# (Q?) Smith & Wesson M&P 40/9 (Full Size)



## EpicHyato (Feb 23, 2011)

I'm going to be a first-time buyer of a Smith & Wesson, and I have tested/rented both the 9mm and the 40 cal and I have to say I'm quite impressed on the lack of recoil both of them have. My only concern is that I shot relatively well with the 9mm, but I've heard of incidents where the bullet travels though and still has momentum to penetrate whomever or whatever is behind them.

I shot a perfect score (nothing under 8) with the Smith & Wesson M&P 9, and nearly a perfect with the Smith & Wesson M&P 40 (sight was a bit off), and I love them both but I can only afford one.

Has anyone had any problems with either?
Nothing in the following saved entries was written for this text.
PR #488, opened 2021-07-06
fix: populate etag / generation / metageneration properties during download

### LINKED ISSUE #490: Downloads do not populate properties from all headers
See https://github.com/googleapis/python-storage/issues/451#issuecomment-871463430

The following headers should be used to populate the corresponding properties:

| HTTP Header  | Property |
| ------------- | ------------- |
| `ETag`  | `etag`  |
| `x-goog-generation`  | `generation`  |
| `x-goog-metageneration`  | `metageneration`  |

daniellehanks:
Populates additional properties (`etag`, `generation`, `metageneration`) from the corresponding headers (`ETag`, `x-goog-generation`, and `x-goog-metageneration`) during download functions via `Blob._extract_headers_from_download`.

Additionally, update documentation for running system tests to use Python 3.8 instead of Python 3.7 to align with nox.

Closes #490.

### DIFF
--- a/CONTRIBUTING.rst
+++ b/CONTRIBUTING.rst
@@ -133,13 +133,13 @@ Running System Tests
 
 - To run system tests, you can execute::
 
-   $ nox -s system-3.7
+   $ nox -s system-3.8
    $ nox -s system-2.7
 
   .. note::
 
       System tests are only configured to run under Python 2.7 and
-      Python 3.7. For expediency, we do not run them in older versions
+      Python 3.8. For expediency, we do not run them in older versions
       of Python 3.
 
   This alone will not run the tests. You'll need to change some local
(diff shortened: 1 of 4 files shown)


CONTRIBUTING.rst
```diff
@@ -133,13 +133,13 @@ Running System Tests
 
 - To run system tests, you can execute::
 
-   $ nox -s system-3.7
+   $ nox -s system-3.8
    $ nox -s system-2.7
```
tseaver, line 137: Please back out changes to this file -- it is generated.

tseaver (changes requested):
Thanks very much for the patch!

CONTRIBUTING.rst
tseaver: Please disregard:  this file is *excluded* from generation, due to Python 2.7 support (see #412).

tseaver (approved):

Jamming? Not firing in wet climates? Magazine coming out without pressing button?


----------



## TOF (Sep 7, 2006)

Try it you will like it. (either)

Every miss equals over penetration. You need to worry more about them than shoot throughs.

Welcome to the forum. tumbleweed


----------



## walleye (Feb 4, 2011)

I have the S&W M&P 9mm. I like it a lot. I choose the 9mm because of the availability and cost of ammunition. I have zero regrets about this gun. I also like the reliability reports on S&W.


----------